From Michael Paquier
Subject Re: [HACKERS] pg_stop_backup(wait_for_archive := true) on standby server
Date
Msg-id CAB7nPqSkcXT31YWbfJHikZFsT30MmYGJt045TewQLa1k=ynykw@mail.gmail.com
Whole thread Raw
In response to Re: [HACKERS] pg_stop_backup(wait_for_archive := true) on standby server  (Robert Haas <robertmhaas@gmail.com>)
Responses Re: [HACKERS] pg_stop_backup(wait_for_archive := true) on standby server  (Robert Haas <robertmhaas@gmail.com>)
List pgsql-hackers
On Sat, Aug 5, 2017 at 4:51 PM, Robert Haas <robertmhaas@gmail.com> wrote:
> On Sat, Aug 5, 2017 at 9:11 AM, Robert Haas <robertmhaas@gmail.com> wrote:
>> If we apply these patches to 9.6, then pg_stop_backup() on a standby
>> will start writing backup history files and removing no-longer-needed
>> backup history files.  That's a clear behavior change, and it isn't a
>> bug fix.  Making the waitforarchive option work is a bug fix, but I'm
>> not convinced we should take it as a license to change other aspects
>> of the behavior in a point release.
>
> After refreshing my memory further, I take it back.  pg_stop_backup()
> doesn't even have a second argument on v9.6, so back-porting this fix
> to 9.6 is a meaningless thing; there's nothing to fix.  What the
> patches propose to do there instead is adopt the behavior proposed for
> v10 when pg_stop_backup()'s second argument is true as the
> unconditional behavior in v9.6.  For that to be the right thing to do,
> we have to decide that the current v9.6 behavior is a bug.  But I
> (still) think that's very arguable, because the whole point is that
> we've just finished adding a flag in v10 to disable on the master the
> *very same behavior* we're proposing to mandate on the standby in
> v9.6.  How can we say that v9.6's current behavior is a bug when v10
> produces the same behavior with wait_for_archive = false?  That just
> doesn't make any sense.

Because default values should be safe in the backup and restore area,
and wait_for_archive = false is not the default.
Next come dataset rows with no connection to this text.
PR #4512, opened 2021-09-30
add prototype datasets for MNIST and variants

pmeier:


torchvision/prototype/datasets/_builtin/mnist.py
```diff
@@ -0,0 +1,396 @@
...
+        start: Optional[int]
+        stop: Optional[int]
+        if config.split == "test10k":
+            start = 0
+            stop = 10000
+        else:  # config.split == "test50k"
+            start = 10000
+            stop = None
+
+        return Slicer(dp, start=start, stop=stop)
```
ejguan, line 396: Is there way we can untackle `test10k` and `test50k` at the resource stage?

ejguan (commented):
I only have one concern for `QMNIST` as shown below

torchvision/prototype/datasets/utils/_internal.py
```diff
@@ -102,3 +107,65 @@ def __init__(self, datapipe: IterDataPipe[D], start: int = 0) -> None:
...
     def __iter__(self) -> Iterator[Tuple[int, D]]:
         yield from enumerate(self.datapipe, self.start)
+
+
+class CompressionType(enum.Enum):
+    GZIP = "gzip"
+    LZMA = "lzma"
+
+
+class Decompressor(IterDataPipe[Tuple[str, io.IOBase]]):
```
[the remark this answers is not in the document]
pmeier: > We may take reference from it for TorchData in the future. 

Please do so for every `IterDataPipe` in this file. I've only put them there if I thought they are general enough to be used by multiple datasets / torchdata.

torchvision/prototype/datasets/_builtin/mnist.py
pmeier: Unfortunately, no. The earliest would be in the `MNISTFileReader` that could enumerate the chunks and discard the unused chunks directly. In fact, that would improve performance since otherwise we also decode the chunks that we throw away later. I'll send a patch.

pmeier: The latest commits include this change

ejguan (approved):
LGTM with one comment about FC for web stream

PR #4513, opened 2021-09-30
make mypy more strict for prototype datasets

pmeier:
Instead of retrofitting more strictness for `mypy` later, we can start off with strict settings.

### DIFF
--- a/mypy.ini
+++ b/mypy.ini
@@ -4,6 +4,22 @@ files = torchvision
 show_error_codes = True
 pretty = True
 
+[mypy-torchvision.prototype.*]
+
+; untyped definitions and calls
+disallow_untyped_defs = True
+
+; None and Optional handling
+no_implicit_optional = True
+
+; warnings
+warn_unused_ignores = True
+warn_return_any = True
+warn_unreachable = True
+
+; miscellaneous strictness flags
+allow_redefinition = True
+
 [mypy-torchvision.io._video_opt.*]
 
 ignore_errors = True
--- a/torchvision/prototype/datasets/_builtin/caltech.py
+++ b/torchvision/prototype/datasets/_builtin/caltech.py
@@ -84,7 +84,10 @@ class Caltech101(Dataset):
         return category, id
 
     def _collate_and_decode_sample(
-        self, data, *, decoder: Optional[Callable[[io.IOBase], torch.Tensor]]
+        self,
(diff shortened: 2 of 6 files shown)


mypy.ini
```diff
@@ -4,6 +4,22 @@ files = torchvision
...
+; None and Optional handling
+no_implicit_optional = True
+
+; warnings
+warn_unused_ignores = True
+warn_return_any = True
+warn_unreachable = True
+
+; miscellaneous strictness flags
+allow_redefinition = True
```
NicolasHug, line 21: Are these the default values for those options?
If they're not the default, do we have a strong reason to use them instead of the defaults? Is this going to be clearly beneficial to the code-base and to us as developers?

pmeier: > Are these the default values for those options?

Nope.

> If they're not the default, do we have a strong reason to use them instead of the defaults? Is this going to be clearly beneficial to the code-base and to us as developers?

Let's go through them one by one:

- `disallow_untyped_defs`: by default `mypy` simply accepts untyped functions and uses `Any` for the input and output annotations. If our ultimate goal is to declare `torchvision` typed, we should make sure that we don't miss some functions. This flag enforces that.

- `no_implicit_optional`: By default `mypy` allows this:

  ```python
  def foo(bar: int = None) -> int:
      pass
  ```
  With this option enabled, it has to be
  ```python
  def foo(bar: Optional[int] = None) -> int:
      pass
  ```
  Given that `None` is a valid input, we should also explicitly mention it in the annotation.

- `warn_unused_ignores`: Sometimes we use `# type: ignore` directives on stuff that is actually wrong in other libraries. For example pytorch/pytorch#65998 will make some ignore directives obsolete that are needed now. Without this flag, we would never know.

- `warn_return_any`: If a function does something with dynamic types, `mypy` usually falls back to treating the output as `Any`. This will warn us if something like this happened, but we specified a more concrete output type. 

- `warn_unreachable`: This is more a test functionality, as `mypy` will now warn us if some code is unreachable. For example, with this flag set, `mypy` will warn that the `if` branch is unreachable.

  ```python
  def foo(bar: str) -> str:
      if isinstance(bar, int):
          bar = str(bar)
      return bar
  ```

- `allow_redefinition`: See #4531. If we have this globally, we can of course remove it here.

Apart from `warn_return_any` and `warn_unreachable` I think these flags are clearly beneficial. For the other two, they were beneficial for me in the past, but I can others object to them.

PR #4514, opened 2021-09-30
add prototype dataset for CelebA

pmeier:
cc @pmeier @mthrok @bjuncek


pmeier:
`mypy` will be happy after either #4513 or #4531 is merged.

torchvision/prototype/datasets/_builtin/celeba.py
```diff
@@ -0,0 +1,204 @@
...
+
+
+class CelebACSVParser(IterDataPipe):
+    def __init__(
+        self,
+        datapipe,
+        *,
+        has_header,
+        delimiter=" ",
+        skipinitialspace=True,
```
NicolasHug, line 32: I understand this is originally from the `csv` module, but this is inconsistent with the rest of our parameter naming convention. So unless we have a strong reason to keep this, I would suggest to change to `skip_initial_space`

Same for `other_fmt_params` below

torchvision/prototype/datasets/_builtin/celeba.py
```diff
@@ -0,0 +1,200 @@
...
+            if self.has_header:
+                # The first row is skipped, because it only contains the number of samples
+                next(file)
+
+                # Empty field names are filtered out, because some files have an extr white space after the header
+                # line, which is recognized as extra column
+                fieldnames = [name for name in next(csv.reader([next(file)], **self._fmtparams)) if name]
+                # Some files do not include a label for the image ID column
+                if fieldnames[0] != "image_id":
+                    fieldnames.insert(0, "image_id")
```
ejguan, line 49: This is super annoying that we can't use `DictReader`.
Since we have three datapipes with header, could we hard-code the `fieldnames` for each one and use `CSVDictReader(dp, skip_lines=2, fieldnames=[...])`

torchvision/prototype/datasets/_builtin/celeba.py
```diff
@@ -0,0 +1,200 @@
...
+        }
+        anns_dp: IterDataPipe
+        partial_anns_dps: Sequence[IterDataPipe]
+        anns_dp, *partial_anns_dps = [
+            Mapper(dp, self._name_ann, fn_kwargs=dict(name=name)) for name, dp in anns_dps.items()
+        ]
+        partial_anns_dp: IterDataPipe
+        for partial_anns_dp in partial_anns_dps:
+            anns_dp = KeyZipper(anns_dp, partial_anns_dp, lambda data: data[0], buffer_size=INFINITE_BUFFER_SIZE)
+            anns_dp = Mapper(anns_dp, self._collate_partial_anns)
```
ejguan, line 144: I will add an issue to data repo about the KeyZipper. This is a super anti-pattern design for stacked KeyZipper.

ejguan (approved):
LGTM. Just want to discuss if we can eliminate `CelebACSVParser` and use `CSVDictParser`

torchvision/prototype/datasets/_builtin/celeba.py
pmeier: We could, but there is more to it. Note that we also need to `map` the output so that it is a tuple with the image id first and the remaining row second. At this point we would probably have a more elaborate implementation bending everything to use the default building blocks than to just write our own. 

I agree it is annoying, but writing and understanding this custom parser is not hard so I feel its warranted.

torchvision/prototype/datasets/_builtin/celeba.py
pmeier: Let me see if the files are perfectly aligned. If yes, we could use a `Zipper` instead, which is able to handle more than 2 datapipes at once.

pmeier: They are perfectly aligned :tada: The latest commits only need two `KeyZippers` to zip the splits, images, and annotations. We can't get around them at the moment.

torchvision/prototype/datasets/_builtin/celeba.py
```diff
@@ -0,0 +1,184 @@
...
+        *,
+        has_header,
+    ):
+        self.datapipe = datapipe
+        self.has_header = has_header
+        self._fmtparams = dict(delimiter=" ", skipinitialspace=True)
+
+    def __iter__(self):
+        for _, file in self.datapipe:
+            file = (line.decode() for line in file)
```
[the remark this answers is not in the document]
pmeier: Yeah, that would be a lot better. I'll send a patch.

PR #4522, opened 2021-10-01
Tweak docs for better understanding of what spatial_scale does

alexander-soare:
Very minor thing and possibly just my opinion but I found the docs for spatial scale in the roi_pool variants misleading. Conceptually we are mapping the box co-ordinates to the input co-ordinates, not the other way around. So if `scale_factor = 0.5` we might consider that we are doing the mapping box -> box * 0.5. I only figured this out because I felt suspicious enough to open up a console and try it with a toy feature map. For argument's sake, you _could_ write it the other way around, but then you'd have to invert the scale factor for it to be semantically correct.

Also added an example to make it super clear.

Happy to get other opinions. If agreed, also happy to have this snuck in with a diff PR if convenient.


NicolasHug (approved):
Thanks @alexander-soare , I agree that this direction feels more natural, and the example is of great help here. Just for ref, in the code we indeed map from box coordinate to input coordinate:

```cpp
roi_start_w = offset_rois[1] * spatial_scale - offset;
```

`offset_rois` is in the "box coord space" and `roi_start_w` is in "input feature map coord space"

PR #4524, opened 2021-10-01
Remove prototype folder from release

fmassa:
Prototype features are not present in the release binaries


NicolasHug (approved):

pmeier (approved):
LGTM. For the future we should probably find a mechanism to exclude the folder by setting some environment variable. I know @mthrok had some ideas about this, but I can't find the comment.

fmassa:
Yes. IIRC @mthrok hasn't implemented this feature (only had the proposal for implementing it), so for now manually removing it is the recommended way IIRC

datumbox (approved):

mthrok:
> Yes. IIRC @mthrok hasn't implemented this feature (only had the proposal for implementing it), so for now manually removing it is the recommended way IIRC

Yup, that's the case.

PR #5089, opened 2021-12-13
Fix googlenet and inception docstring for transform_input parameter

NicolasHug:
Same as https://github.com/pytorch/vision/pull/4137 but without merge conflict


pmeier (approved):
Thanks!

I would like to point
out that the 9.6 behavior has been discussed as being a bug upthread
for 9.6 by three people (David, Sawada-san and I) as there is a real
risk to take inconsistent backups from standbys (a WAL segment may not
be archived when pg_stop_backup reports back, so the user may not have
all the WAL it would need to get back to a consistent state), and that
the default should be to get consistent and safe backups.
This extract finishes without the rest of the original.